### [WHAT THE TASK ASKS]
Below is a listing; restate from it, character for character, the lines beginning at the line holding "static ODE provider" and ending at the line holding "the ODE analogue", both included.

### [PROVIDED MATERIAL]
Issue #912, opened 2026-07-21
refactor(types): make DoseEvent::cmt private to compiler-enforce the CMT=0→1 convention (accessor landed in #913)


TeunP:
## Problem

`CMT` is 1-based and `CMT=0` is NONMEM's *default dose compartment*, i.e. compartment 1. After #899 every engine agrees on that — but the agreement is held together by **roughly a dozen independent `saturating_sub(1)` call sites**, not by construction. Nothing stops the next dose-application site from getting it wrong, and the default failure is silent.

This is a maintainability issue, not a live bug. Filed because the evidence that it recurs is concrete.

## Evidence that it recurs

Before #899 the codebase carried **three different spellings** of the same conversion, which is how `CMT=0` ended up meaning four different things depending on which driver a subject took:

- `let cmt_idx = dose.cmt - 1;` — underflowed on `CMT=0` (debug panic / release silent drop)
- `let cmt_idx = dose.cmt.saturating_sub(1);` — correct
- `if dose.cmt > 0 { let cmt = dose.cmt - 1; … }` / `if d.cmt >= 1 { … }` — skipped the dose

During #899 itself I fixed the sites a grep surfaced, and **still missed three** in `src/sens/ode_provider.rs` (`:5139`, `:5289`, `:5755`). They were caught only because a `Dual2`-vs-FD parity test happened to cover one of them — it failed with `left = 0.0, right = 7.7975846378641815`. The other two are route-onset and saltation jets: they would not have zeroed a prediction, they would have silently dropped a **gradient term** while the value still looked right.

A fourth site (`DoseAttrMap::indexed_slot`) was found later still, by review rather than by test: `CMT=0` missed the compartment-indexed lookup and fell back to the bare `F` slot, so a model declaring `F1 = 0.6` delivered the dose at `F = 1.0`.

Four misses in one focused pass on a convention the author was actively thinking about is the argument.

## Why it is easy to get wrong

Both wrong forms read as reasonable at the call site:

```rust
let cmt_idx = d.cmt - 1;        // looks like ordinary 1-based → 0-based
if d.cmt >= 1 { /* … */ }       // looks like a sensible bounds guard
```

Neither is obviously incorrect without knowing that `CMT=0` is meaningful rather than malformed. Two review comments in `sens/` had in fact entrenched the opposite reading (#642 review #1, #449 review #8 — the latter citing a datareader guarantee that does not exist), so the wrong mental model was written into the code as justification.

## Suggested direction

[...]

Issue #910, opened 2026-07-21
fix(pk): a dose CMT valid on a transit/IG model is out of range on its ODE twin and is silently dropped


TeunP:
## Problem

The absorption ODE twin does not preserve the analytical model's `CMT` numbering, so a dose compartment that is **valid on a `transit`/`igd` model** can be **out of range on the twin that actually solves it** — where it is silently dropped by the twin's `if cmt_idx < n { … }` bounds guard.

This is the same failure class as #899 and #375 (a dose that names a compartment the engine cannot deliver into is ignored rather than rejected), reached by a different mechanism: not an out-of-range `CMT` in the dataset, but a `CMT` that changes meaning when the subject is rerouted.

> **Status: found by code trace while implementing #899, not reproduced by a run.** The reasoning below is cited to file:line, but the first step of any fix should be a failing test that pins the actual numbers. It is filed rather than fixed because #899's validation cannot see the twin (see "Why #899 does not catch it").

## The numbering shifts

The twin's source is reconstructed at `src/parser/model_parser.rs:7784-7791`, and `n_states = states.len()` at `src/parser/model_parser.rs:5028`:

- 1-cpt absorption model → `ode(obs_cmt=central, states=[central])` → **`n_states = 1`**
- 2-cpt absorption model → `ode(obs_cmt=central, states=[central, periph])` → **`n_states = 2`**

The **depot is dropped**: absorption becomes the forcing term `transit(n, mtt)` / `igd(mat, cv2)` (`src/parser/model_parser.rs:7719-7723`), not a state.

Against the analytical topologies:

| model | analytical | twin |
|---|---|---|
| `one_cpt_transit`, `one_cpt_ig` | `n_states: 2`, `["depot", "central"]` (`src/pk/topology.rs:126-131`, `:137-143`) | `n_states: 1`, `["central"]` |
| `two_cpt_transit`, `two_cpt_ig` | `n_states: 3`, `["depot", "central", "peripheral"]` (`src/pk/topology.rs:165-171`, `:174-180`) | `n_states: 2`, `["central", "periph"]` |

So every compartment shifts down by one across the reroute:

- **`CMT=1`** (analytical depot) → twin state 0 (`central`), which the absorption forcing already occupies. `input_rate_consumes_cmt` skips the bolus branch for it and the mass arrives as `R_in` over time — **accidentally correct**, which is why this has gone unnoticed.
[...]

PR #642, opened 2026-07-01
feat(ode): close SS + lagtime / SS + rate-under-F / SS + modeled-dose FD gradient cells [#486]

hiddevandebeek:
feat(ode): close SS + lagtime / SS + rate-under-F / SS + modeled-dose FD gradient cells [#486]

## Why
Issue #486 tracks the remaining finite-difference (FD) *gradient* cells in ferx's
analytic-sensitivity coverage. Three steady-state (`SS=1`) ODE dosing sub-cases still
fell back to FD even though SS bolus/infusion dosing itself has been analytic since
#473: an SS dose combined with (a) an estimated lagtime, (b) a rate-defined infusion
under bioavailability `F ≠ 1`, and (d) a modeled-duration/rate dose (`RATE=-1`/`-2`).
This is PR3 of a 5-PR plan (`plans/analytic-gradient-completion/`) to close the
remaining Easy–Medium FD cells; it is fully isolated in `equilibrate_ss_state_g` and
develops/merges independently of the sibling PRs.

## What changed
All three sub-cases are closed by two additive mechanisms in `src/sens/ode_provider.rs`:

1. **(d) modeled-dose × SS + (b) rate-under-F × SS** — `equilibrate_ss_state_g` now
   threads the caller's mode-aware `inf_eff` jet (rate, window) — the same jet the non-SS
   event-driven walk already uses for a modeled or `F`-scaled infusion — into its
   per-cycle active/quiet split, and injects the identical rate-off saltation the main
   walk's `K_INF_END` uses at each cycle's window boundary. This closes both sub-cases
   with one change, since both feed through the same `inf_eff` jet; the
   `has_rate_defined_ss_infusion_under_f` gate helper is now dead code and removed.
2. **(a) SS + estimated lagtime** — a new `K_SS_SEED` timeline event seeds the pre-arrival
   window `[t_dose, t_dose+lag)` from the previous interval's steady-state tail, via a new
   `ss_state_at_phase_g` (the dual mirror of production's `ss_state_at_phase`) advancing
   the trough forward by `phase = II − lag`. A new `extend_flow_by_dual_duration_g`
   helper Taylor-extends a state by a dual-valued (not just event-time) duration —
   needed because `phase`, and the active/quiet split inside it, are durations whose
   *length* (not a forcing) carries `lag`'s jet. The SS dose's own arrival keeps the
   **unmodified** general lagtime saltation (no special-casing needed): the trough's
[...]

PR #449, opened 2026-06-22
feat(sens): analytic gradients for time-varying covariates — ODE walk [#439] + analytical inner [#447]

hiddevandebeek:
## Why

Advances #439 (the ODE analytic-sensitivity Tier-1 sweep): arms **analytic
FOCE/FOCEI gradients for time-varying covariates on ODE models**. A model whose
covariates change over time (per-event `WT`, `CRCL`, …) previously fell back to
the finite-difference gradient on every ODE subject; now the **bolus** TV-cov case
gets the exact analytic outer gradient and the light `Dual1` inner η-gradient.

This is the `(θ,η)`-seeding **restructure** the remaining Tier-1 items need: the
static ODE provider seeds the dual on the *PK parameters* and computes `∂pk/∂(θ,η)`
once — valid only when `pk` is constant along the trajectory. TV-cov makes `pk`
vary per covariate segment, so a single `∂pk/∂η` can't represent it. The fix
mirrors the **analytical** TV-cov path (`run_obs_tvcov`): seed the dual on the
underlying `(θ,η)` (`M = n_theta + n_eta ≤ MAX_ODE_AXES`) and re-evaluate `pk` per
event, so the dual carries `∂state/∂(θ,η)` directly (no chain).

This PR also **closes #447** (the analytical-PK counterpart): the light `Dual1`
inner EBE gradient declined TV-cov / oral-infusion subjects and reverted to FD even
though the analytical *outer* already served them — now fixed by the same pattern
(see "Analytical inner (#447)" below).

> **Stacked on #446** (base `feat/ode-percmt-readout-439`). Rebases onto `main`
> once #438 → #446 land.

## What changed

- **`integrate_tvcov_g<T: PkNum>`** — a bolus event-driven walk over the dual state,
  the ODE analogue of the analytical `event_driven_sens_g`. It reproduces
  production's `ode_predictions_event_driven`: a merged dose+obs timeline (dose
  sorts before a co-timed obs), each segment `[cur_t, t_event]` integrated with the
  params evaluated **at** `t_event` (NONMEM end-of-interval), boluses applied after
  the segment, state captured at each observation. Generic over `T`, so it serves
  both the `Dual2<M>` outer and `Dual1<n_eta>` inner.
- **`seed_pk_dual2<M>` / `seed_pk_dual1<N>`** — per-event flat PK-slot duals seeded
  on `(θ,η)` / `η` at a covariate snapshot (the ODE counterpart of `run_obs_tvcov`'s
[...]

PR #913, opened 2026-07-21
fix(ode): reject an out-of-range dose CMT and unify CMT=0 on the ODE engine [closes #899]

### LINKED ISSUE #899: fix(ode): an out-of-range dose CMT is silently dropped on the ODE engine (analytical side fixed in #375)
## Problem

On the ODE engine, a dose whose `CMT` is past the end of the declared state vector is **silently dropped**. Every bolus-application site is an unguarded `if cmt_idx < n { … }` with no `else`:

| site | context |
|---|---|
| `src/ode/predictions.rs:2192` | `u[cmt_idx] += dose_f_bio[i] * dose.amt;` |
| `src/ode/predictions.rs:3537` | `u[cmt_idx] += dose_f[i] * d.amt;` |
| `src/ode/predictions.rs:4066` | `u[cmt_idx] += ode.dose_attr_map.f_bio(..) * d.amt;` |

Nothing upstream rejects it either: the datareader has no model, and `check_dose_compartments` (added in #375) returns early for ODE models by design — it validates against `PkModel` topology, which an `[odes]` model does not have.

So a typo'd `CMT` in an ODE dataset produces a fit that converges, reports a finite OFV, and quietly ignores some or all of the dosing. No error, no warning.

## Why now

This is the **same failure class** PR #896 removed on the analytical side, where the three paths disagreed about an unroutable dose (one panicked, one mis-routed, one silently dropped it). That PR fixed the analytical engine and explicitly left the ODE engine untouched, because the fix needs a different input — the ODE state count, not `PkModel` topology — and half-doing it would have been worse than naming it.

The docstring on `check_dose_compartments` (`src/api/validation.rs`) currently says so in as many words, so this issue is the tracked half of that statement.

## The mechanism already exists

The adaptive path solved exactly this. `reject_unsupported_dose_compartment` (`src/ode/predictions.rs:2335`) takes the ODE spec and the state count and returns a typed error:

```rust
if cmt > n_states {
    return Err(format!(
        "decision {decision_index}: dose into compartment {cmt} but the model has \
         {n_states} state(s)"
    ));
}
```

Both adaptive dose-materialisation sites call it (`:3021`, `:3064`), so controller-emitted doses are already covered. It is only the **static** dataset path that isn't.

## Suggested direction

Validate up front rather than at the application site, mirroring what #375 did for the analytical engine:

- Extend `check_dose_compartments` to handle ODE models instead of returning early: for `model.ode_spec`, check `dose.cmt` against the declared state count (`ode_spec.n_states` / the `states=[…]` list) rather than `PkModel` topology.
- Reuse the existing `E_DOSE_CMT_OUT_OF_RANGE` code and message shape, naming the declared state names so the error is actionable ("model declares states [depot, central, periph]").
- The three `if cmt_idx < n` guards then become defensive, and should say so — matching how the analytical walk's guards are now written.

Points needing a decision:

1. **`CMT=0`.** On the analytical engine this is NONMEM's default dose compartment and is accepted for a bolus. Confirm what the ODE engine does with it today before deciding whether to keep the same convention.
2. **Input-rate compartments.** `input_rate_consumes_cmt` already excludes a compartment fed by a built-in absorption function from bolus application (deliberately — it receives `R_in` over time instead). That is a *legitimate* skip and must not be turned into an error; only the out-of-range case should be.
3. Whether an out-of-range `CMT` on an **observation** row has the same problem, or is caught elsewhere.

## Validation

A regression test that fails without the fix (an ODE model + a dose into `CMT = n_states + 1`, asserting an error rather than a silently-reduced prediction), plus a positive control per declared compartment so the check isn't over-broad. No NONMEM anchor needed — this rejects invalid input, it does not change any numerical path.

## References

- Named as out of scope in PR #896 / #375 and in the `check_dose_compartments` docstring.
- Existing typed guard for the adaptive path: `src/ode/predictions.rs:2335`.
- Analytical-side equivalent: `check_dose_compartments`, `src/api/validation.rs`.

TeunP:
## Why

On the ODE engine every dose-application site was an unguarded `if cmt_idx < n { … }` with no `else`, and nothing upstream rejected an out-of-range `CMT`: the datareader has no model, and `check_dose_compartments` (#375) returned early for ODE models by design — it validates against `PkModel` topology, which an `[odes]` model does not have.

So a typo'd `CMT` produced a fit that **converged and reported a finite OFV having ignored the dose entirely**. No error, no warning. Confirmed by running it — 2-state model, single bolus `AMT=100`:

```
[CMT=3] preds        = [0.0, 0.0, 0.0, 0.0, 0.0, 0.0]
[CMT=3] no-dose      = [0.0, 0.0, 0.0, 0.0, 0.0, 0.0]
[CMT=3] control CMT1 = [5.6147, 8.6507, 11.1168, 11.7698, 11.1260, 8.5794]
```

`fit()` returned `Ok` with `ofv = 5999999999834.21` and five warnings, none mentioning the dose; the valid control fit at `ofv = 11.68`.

### [WRITTEN RESPONSE]
static ODE provider seeds the dual on the *PK parameters* and computes `∂pk/∂(θ,η)`
once — valid only when `pk` is constant along the trajectory. TV-cov makes `pk`
vary per covariate segment, so a single `∂pk/∂η` can't represent it. The fix
mirrors the **analytical** TV-cov path (`run_obs_tvcov`): seed the dual on the
underlying `(θ,η)` (`M = n_theta + n_eta ≤ MAX_ODE_AXES`) and re-evaluate `pk` per
event, so the dual carries `∂state/∂(θ,η)` directly (no chain).

This PR also **closes #447** (the analytical-PK counterpart): the light `Dual1`
inner EBE gradient declined TV-cov / oral-infusion subjects and reverted to FD even
though the analytical *outer* already served them — now fixed by the same pattern
(see "Analytical inner (#447)" below).

> **Stacked on #446** (base `feat/ode-percmt-readout-439`). Rebases onto `main`
> once #438 → #446 land.

## What changed

- **`integrate_tvcov_g<T: PkNum>`** — a bolus event-driven walk over the dual state,
  the ODE analogue of the analytical `event_driven_sens_g`. It reproduces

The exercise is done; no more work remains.